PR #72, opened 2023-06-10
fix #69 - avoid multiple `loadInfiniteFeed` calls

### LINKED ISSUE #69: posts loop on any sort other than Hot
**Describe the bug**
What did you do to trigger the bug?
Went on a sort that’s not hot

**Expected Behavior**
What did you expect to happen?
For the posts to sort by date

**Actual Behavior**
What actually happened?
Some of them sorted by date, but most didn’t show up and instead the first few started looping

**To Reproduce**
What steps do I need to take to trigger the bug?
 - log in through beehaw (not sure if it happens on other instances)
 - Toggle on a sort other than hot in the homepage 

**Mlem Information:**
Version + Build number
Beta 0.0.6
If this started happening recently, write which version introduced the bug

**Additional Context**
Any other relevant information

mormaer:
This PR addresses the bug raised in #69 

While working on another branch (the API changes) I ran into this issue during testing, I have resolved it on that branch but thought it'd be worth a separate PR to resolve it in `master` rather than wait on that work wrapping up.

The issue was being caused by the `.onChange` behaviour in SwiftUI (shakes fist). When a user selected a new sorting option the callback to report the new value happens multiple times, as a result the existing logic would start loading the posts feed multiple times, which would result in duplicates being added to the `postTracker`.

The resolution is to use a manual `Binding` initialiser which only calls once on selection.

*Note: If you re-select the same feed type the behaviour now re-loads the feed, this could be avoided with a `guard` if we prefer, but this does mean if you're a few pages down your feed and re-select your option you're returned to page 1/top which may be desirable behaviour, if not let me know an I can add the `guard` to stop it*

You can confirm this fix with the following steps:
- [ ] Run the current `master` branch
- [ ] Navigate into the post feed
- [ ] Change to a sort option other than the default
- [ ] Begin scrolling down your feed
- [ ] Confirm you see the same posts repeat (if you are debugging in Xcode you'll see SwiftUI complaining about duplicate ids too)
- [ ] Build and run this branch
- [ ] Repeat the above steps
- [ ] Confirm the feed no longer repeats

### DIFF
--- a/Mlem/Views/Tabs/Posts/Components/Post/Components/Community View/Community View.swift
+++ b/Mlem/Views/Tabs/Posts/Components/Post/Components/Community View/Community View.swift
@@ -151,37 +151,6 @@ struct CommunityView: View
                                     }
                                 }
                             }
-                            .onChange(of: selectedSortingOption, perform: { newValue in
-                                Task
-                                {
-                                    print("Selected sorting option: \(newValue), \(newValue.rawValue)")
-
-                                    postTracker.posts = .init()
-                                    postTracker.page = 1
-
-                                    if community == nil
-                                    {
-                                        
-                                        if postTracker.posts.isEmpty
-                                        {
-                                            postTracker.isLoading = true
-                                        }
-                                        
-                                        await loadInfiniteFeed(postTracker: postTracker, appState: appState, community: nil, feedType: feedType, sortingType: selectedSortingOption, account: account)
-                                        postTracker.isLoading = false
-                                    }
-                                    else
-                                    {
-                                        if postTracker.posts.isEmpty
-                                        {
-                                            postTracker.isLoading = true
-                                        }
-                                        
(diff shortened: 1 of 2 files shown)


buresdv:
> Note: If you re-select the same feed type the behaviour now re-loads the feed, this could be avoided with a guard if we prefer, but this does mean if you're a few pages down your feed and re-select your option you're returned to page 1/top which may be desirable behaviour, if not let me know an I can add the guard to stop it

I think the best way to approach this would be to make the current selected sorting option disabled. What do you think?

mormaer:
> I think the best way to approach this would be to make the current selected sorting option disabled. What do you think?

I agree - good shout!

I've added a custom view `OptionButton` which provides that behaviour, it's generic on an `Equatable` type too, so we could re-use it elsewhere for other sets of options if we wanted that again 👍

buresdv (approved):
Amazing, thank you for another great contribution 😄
========
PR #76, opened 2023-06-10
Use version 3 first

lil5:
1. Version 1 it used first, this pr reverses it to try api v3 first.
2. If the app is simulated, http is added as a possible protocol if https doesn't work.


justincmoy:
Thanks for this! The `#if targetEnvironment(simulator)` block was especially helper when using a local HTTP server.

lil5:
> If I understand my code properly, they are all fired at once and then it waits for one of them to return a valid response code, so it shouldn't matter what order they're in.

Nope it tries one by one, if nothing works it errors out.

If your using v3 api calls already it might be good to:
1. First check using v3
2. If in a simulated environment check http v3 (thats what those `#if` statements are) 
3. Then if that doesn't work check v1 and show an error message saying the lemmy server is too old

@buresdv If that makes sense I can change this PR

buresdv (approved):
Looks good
========
## Exercise directions:
Wherever a line in the entries above holds "desirable", copy that line.

## Response to the task:
*Note: If you re-select the same feed type the behaviour now re-loads the feed, this could be avoided with a `guard` if we prefer, but this does mean if you're a few pages down your feed and re-select your option you're returned to page 1/top which may be desirable behaviour, if not let me know an I can add the `guard` to stop it*
> Note: If you re-select the same feed type the behaviour now re-loads the feed, this could be avoided with a guard if we prefer, but this does mean if you're a few pages down your feed and re-select your option you're returned to page 1/top which may be desirable behaviour, if not let me know an I can add the guard to stop it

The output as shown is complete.